ICYMI: Michael wrote about the National Religious Broadcaster Association’s firing of Dan Darling, and President Biden’s invocation of Isaiah 6:8 in a subscriber-only post yesterday, and we’ve been hearing great feedback about it.
Now for your Top 5…
The Top 5 articles for your week:
“Demography Is Not Destiny” (The Atlantic)
Because any kind of deterministic thinking when it comes to the latest census numbers is bound to mislead and disempower.
Political parties and identities are not static, and few concepts are as elastic as the invention of race, in particular the category of “white,” which is defined not just by looks and ancestry, but also by ideology and class. The fact that fewer Americans identify as white in the 2020 census than did 10 years before does not spell doom for the Republican Party, nor does it herald an era of political dominance for the Democrats, despite the forlorn cries of those who are committed less to conservatism as an ideology than the political and cultural hegemony of those they consider white.
“What Will Become of Afghanistan’s Post-9/11 Generation?” (New York Times Magazine)
Because this photo essay documents a generation of Afghans whose lives have been deeply impacted by American power.
“I miss Afghanistan,” he said. “I pity Afghanistan. I know the Taliban has taken Kabul. I think the country will be filled with war and kidnapping.” Asked what he wants to be one day, he laughed.
“The Incoherence of American History” (The New Republic)
Because Osita Nwanevu reviews Alan Taylor’s trilogy on American history, especially Taylor’s latest book on the history of the American Revolution, and finds that the stories told about American history aren’t as neat and tidy as many would like it to be.

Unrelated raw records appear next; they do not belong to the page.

PR #934, opened 2017-01-17
Reuse PERLLDOPTS in db_perlvdb

ffontaine:
PERLLDOPTS is already used in app_perl module.
Reuse this variable in db_perlvdb module instead of always setting LIBS
to (shell perl -MExtUtils::Embed -e ldopts)
Indeed, this will not work when cross-compiling (the value will be
retrieved for the host perl and not the target perl)

### DIFF
--- a/src/modules/db_perlvdb/Makefile
+++ b/src/modules/db_perlvdb/Makefile
@@ -4,7 +4,11 @@
 include ../../Makefile.defs
 auto_gen=
 NAME=db_perlvdb.so
-LIBS:=$(shell perl -MExtUtils::Embed -e ldopts)
+ifeq ($(PERLLDOPTS),)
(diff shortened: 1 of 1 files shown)


miconda:
Not an app_perl user here, wrote some code for it though ...

It is not clear from the commit message: is this commit breaking the cross compilation?

What are the benefits of using the env PERLLDOPTS variable instead of computing it with `perl -MExtUtils::Embed -e ldopts`?

ffontaine:
The commit is actually fixing the cross-compilation of the db_perlvdb module, not breaking it.
Without it, this module calls perl to get the ld flags, for example -L/usr/lib which is not what you want when you cross compile as we will not find the target libraries. To find the target libraries, we have to set the PERLLDOPTS variable.

miconda:
Ok, thanks for clarification. I will merge it.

The popular narratives we construct, to noble and ignoble ends, do not and cannot do justice to the interplay of agents, institutions, systems, and ideologies that actually shape history. We can find logic in the chaos. We might discern, in historical material, forces and circumstances that may have made, and may still make, certain outcomes likely or liable to recur. None of this amounts to spiritual predestination. You simply will not find, even in the best histories, binding instructions from the dead as to who or what the living ought to be.
“The Pandemic Is Making Dads Reevaluate Their Work-Life Balance” (The Atlantic)
Because here at the newsletter, we continue to pay attention to how the pandemic is reshaping major pillars in society — work, family life, religious practice, the economy, communities, etc.
But the pandemic, in an admittedly highly unpleasant way, gave dads more family time, yielding effects similar to those of paternity leave. I heard from dads who felt more bonded with their baby than they otherwise would have been, who triaged the onslaught of newborn caregiving and cleanup alongside their partner, and who felt equipped to soothe their child instead of turning to their wife. None of that should be remarkable, but it is.
“Her Name Is Not Honey Boo Boo” (Teen Vogue)
Because you may have watched TLC’s once-viral show, “Here Comes Honey Boo Boo” and know who Honey Boo Boo is, and her real name is Alana Thompson. This Teen Vogue profile is refreshingly interesting and will provoke further conversation around reality TV, celebrity culture, and child stars.
Amid discourse on how we talk about teenage girls, particularly those who have a level of cultural presence and celebrity power that renders it too easy to think of them as icons or examples rather than human beings, is Alana.